There was open rollerblading in Solvang at one time. Anyone could rollerblade anywhere, and at night the streets got crazy. One girl went through a plate glass window downtown. The city officials went nuts and closed it all down. First it was no skating in Solvang proper. Then it turned out there was no skating in the whole valley. Can you imagine? There was no legal place to go skateboarding. It was ridiculous. Meanwhile skateboarding and BMXing and all these cool individual sports were starting to happen all over the place. The kids were crying for it here. They were being shown this stuff on the media — look what’s going on out here — and in our own valley there was no place to skate legally. So it was a worthy fight. Okay, there are other things, such as freedom for your country, that are REALLY worthy, so maybe the skateboard park for Solvang isn’t the most important thing of all, but I found something I could do. How can I love my neighbor? How can I love my community? I ask around and see what people want. And bring enthusiasm. Bring enthusiasm.

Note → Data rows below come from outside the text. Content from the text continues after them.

PR #3240, opened 2026-08-31
fix(cpp): type member-call receivers from parameters and class fields (#3215)

### LINKED ISSUE #3215: C++: member calls on parameter and field receivers are dropped — cpp_type_table is built from local declarations only (no _ts_receiver_type_table equivalent)
## Summary

`_resolve_cpp_member_calls` types a member-call receiver from `cpp_type_table`, which is populated **only from local variable declarations**. Function parameters are never entered into it, so any call made through a parameter receiver is silently skipped.

TS/JS have an explicit augmentation pass for exactly this — `_ts_receiver_type_table` (`extractors/engine.py:6008`), whose comment states it adds *"local `new` bindings and type-annotated parameters"*. C++ has no equivalent, so its table gets local declarations only.

This matters disproportionately for C++, where passing state by `const&` / `*` and calling through it is the dominant idiom.

## Reproduction

`thing.h`:
```cpp
#pragma once
namespace NS {
class Thing {
public:
    bool IsOk() const { return true; }
};
}
```

`use.cpp`:
```cpp
#include "thing.h"
using namespace NS;
bool Local()                  { Thing t; return t.IsOk(); }  // local var
bool ParamRef(const Thing& T) { return T.IsOk(); }           // param by ref
bool ParamPtr(Thing* P)       { return P->IsOk(); }          // param by ptr
bool ParamVal(Thing V)        { return V.IsOk(); }           // param by value
```

```python
from pathlib import Path
from graphify.extract import extract, collect_files
r = extract(collect_files(Path('.')), cache_root=Path('.'))
```

## Actual

| receiver form | `calls` edge |
|---|---|
| `Thing t; t.IsOk()` — local variable | emitted (INFERRED) |
| `const Thing& T` — parameter by ref | **none** |
| `Thing* P` — parameter by pointer | **none** |
| `Thing V` — parameter by value | **none** |
| `B.Inner.IsOk()` — chained receiver | **none** |
| `Inner.IsOk()` — member field receiver | **none** |

For contrast, the paths that **do** work: bare intra-class calls (`Own()`), `this->Own()`, and `Foo::bar()` all resolve correctly — so this is specifically about the `cpp_type_table` typing source, not member-call handling in general.

## Expected

A parameter with an explicit type annotation is at least as strong a typing source as a local declaration — the type is written directly in the signature, with no inference required. It should populate `cpp_type_table` and resolve, subject to the same single-definition god-node guard already in place.

The same argument applies to class fields with declared types (`Thing Inner;` then `Inner.IsOk()`), which are also absent from the table. Chained receivers (`B.Inner.IsOk()`) are documented as a deliberate bail and are out of scope here.

## Impact measured on a real codebase

Unreal Engine 5 C++ project, 153 files, `.cpp`/`.h`:

- distinct caller→callee pairs resolvable to an in-repo definition: **1,182**
- free / namespace-qualified: 696
- member-only (never also called as a free function): **486 (41.1%)**
- member-only pairs present in `graph.json`: **0 of 486**

Nearly every receiver in that codebase is a parameter (`ResolveTurn(const FSimState& State, ...)` then `State.IsValidPlayer(...)`) or a chained expression (`State.GalaxyMap.AreAdjacent(...)`), so the local-declaration table never applies.

Downstream, this inflates the "weakly-connected nodes" count in `GRAPH_REPORT.md` (586 in this build) and skews community detection, since intra-module coupling is under-represented by ~41%.

## Notes

I understand the deliberate precision-over-recall stance in the docstring ("a false call edge is worse than a missing one", god-node guard). This report isn't asking to relax that — an explicitly typed parameter carries the same evidence strength as the local declarations already accepted, and would keep the single-definition guard intact.

Related: #1547 (introduced the C++ resolver), #2234 (Rust has no member-call pass at all), #2860 (Python `self.<attr>` receivers), #2561 (Swift attribute-typed properties). Same class of gap, different language.

## Environment

- graphify 0.9.52 (`uv tool install graphifyy`)
- Python 3.10.21, macOS arm64

abhay-codes07:
Closes #3215.

## The problem

`_resolve_cpp_member_calls` types a member-call receiver from `cpp_type_table` — which was populated **only from local variable declarations**. Function parameters never entered it, so a call through `const Thing& T` / `Thing* P` / `Thing V` (the dominant C++ idiom for passing state) was silently skipped while the byte-identical call through a local resolved. Class-field receivers had the same gap. TS/JS have an explicit augmentation pass for exactly this; C++ had none.

There was a second, compounding half the issue's table exposes: even with the parameter in the table, the resolver's **capitalized-receiver arm** treated `T.IsOk()` as an explicit type name (`Foo::bar()` tier) and bailed when no type called `T` exists — and capitalized parameter names (`T`, `V`, `Inner`) are everywhere in C++.

## The change

**Per-file table** (engine): the table now folds in, in C++'s own shadowing order enforced by its first-write-wins —

1. local declarations (unchanged),
2. the enclosing function's parameters (`_cpp_parameter_types` — same precision rules: class-like type nodes only, qualified names keyed by their simple tail),
3. class/struct member declarations (`_cpp_field_types`, lowest precedence).

`_cpp_declarator_name` learns `field_identifier` (fields use it where locals use `identifier`).

**Resolver** (corpus): when the capitalized-receiver arm finds no unique type of that name, it falls back to the file's var→type table exactly like the lowercase arm — mirroring what the C# resolver already does for Pascal-cased locals. A table miss still bails; nothing is ever guessed, and chained receivers (`B.Inner.IsOk()`) stay deferred.

## Tests

`tests/test_cpp_receiver_parameters.py` — 6 tests built on the issue's exact repro: all four receiver forms (`local`, `const&`, `*`, by-value) resolve like the local does; a class-field receiver resolves; a shadowing local can never bind through the parameter's type; builtin-typed parameters contribute nothing; chained receivers emit nothing wrong; and the pre-existing tiers (scoped call, local var) are unchanged. With the fix reverted, 3 of 6 fail. The C/C++ and language suites are unchanged (450 passed, the one exception being the known Windows-only markdown-unicode baseline failure); the full suite matches the fresh `v8` (0.9.53) baseline.

### DIFF
--- a/graphify/extract.py
+++ b/graphify/extract.py
@@ -3821,20 +3821,34 @@ def _resolve_cpp_member_calls(
         elif receiver[:1].isupper():
             # Foo::bar(): the type is named explicitly in source.
             type_defs = type_def_nids.get(_key(receiver), [])
-            if not type_defs:
-                # Declared nowhere here, which in a multi-repo setup usually means
-                # "in a repo this build does not contain" (#3152). `Foo::bar()` is
-                # also the shape of a namespace-qualified free function, so the
-                # merge side's guards do the deciding: it acts only when exactly
-                # one other repo declares a `Foo` owning exactly one `bar`.
-                _park_unresolved_member_call(
-                    node_by_id.get(caller), callee, receiver, "cpp", rc,
-                )
-                continue
-            if len(type_defs) != 1:  # ambiguous -> bail (god-node guard)
-                continue
-            type_nid = type_defs[0]
-            type_qualified = True
+            if len(type_defs) == 1:
+                type_nid = type_defs[0]
+                type_qualified = True
+            else:
+                # A capitalized receiver is very often a VARIABLE - the
+                # parameter `T` in `ParamRef(const Thing& T)`, the field
+                # `Inner` - not a type name (#3215). When no unique type of
+                # that name exists, fall back to the file's var->type table
+                # exactly like the lowercase arm before giving up.
+                type_name = type_table_by_file.get(src_file, {}).get(receiver)
+                if not type_name:
+                    if not type_defs:
+                        # Declared nowhere here (and not a locally-typed
+                        # variable either), which in a multi-repo setup usually
+                        # means "in a repo this build does not contain" (#3152).
+                        # `Foo::bar()` is also the shape of a namespace-qualified
+                        # free function, so the merge side's guards do the
+                        # deciding: it acts only when exactly one other repo
+                        # declares a `Foo` owning exactly one `bar`.
+                        _park_unresolved_member_call(
+                            node_by_id.get(caller), callee, receiver, "cpp", rc,
+                        )
+                    continue  # ambiguous types, no local variable -> bail
+                type_defs = type_def_nids.get(_key(type_name), [])
+                if len(type_defs) != 1:  # ambiguous or absent -> bail
+                    continue
+                type_nid = type_defs[0]
+                type_qualified = False
         else:
             # f.bar() / f->bar(): type the receiver via the file's local table.
             type_name = type_table_by_file.get(src_file, {}).get(receiver)
--- a/graphify/extractors/engine.py
+++ b/graphify/extractors/engine.py
@@ -1629,19 +1629,80 @@ def _cpp_declarator_name(node, source: bytes) -> str | None:
     for anything that isn't a plain named local (arrays, function pointers,
     structured bindings) so the type table never records a guessed receiver."""
     t = node.type
-    if t == "identifier":
+    if t in ("identifier", "field_identifier"):
         return _read_text(node, source)
     if t in ("pointer_declarator", "reference_declarator", "init_declarator"):
         inner = node.child_by_field_name("declarator")
         if inner is None:
             for c in node.children:
-                if c.type in ("identifier", "pointer_declarator",
-                              "reference_declarator"):
+                if c.type in ("identifier", "field_identifier",
+                              "pointer_declarator", "reference_declarator"):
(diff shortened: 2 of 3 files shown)


abhay-codes07:
Thanks — worked through all three, and rebased onto v8 (0.9.59):

**Shadowing test (real, fixed in f263ab2).** Correct catch: the old test declared a *differently-named* local (`T2`), so it never shadowed anything, and `edges == [] or ...` passed vacuously. Rewritten as a parameter `Thing T` shadowed by an inner-block local `Other T`, asserting the call binds to `Other::Ready` — which resolves only if the local wins the fold; a params-first regression leaves `Thing` (no `Ready`) and yields no edge. Decisive now, no empty-set escape.

**File-wide table / field-vs-local ordering (pre-existing conservative design, not a regression).** The `var -> ClassName` table has been file-scoped and first-write-wins since #1547 (`_cpp_local_var_types`); this PR folds parameters and fields into that same table in lookup order (local → parameter → field), documented at the call site. It's deliberately conservative: a same-named receiver in an unrelated scope can bind to the first-seen type, but that only ever costs a *missed* edge, never a false one — the corpus resolver emits an edge solely when the receiver type resolves to exactly one definition AND that type actually declares the method (`method_index[(type_nid, method_key)]`). A wrong-type binding fails the method-exists check and is dropped. Per-body scoping would add marginal recall at the cost of reworking the shared #1547 machinery and the file-keyed resolver lookup, so I've kept this PR scoped to the parameter/field gap it set out to close. Happy to file a follow-up for true per-scope typing if that recall is wanted.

But you don’t do it alone. Wise men seek wisdom. Choose a “board of directors” for your life – some people who are older and smarter. Bring the best people you can find to come into your life. You are what you consume. If you consume knowledge from people who have no enthusiasm, who are depressing, who are sad, who are not taking care of their bodies, well, that’s what you’re gonna start becoming. Hang out with the people who are wiser and smarter and can help you get something done. That’s what YOU will become. Be a sponge for knowledge; that’s really smart. And remember that nothing that is hugely important is accomplished alone.

But you have to keep going and have faith that God will help you. You can learn from your mistakes and failures too. A knock down is not always a bad thing. You see that that isn’t necessarily the way to go and you find another way. One bite at a time…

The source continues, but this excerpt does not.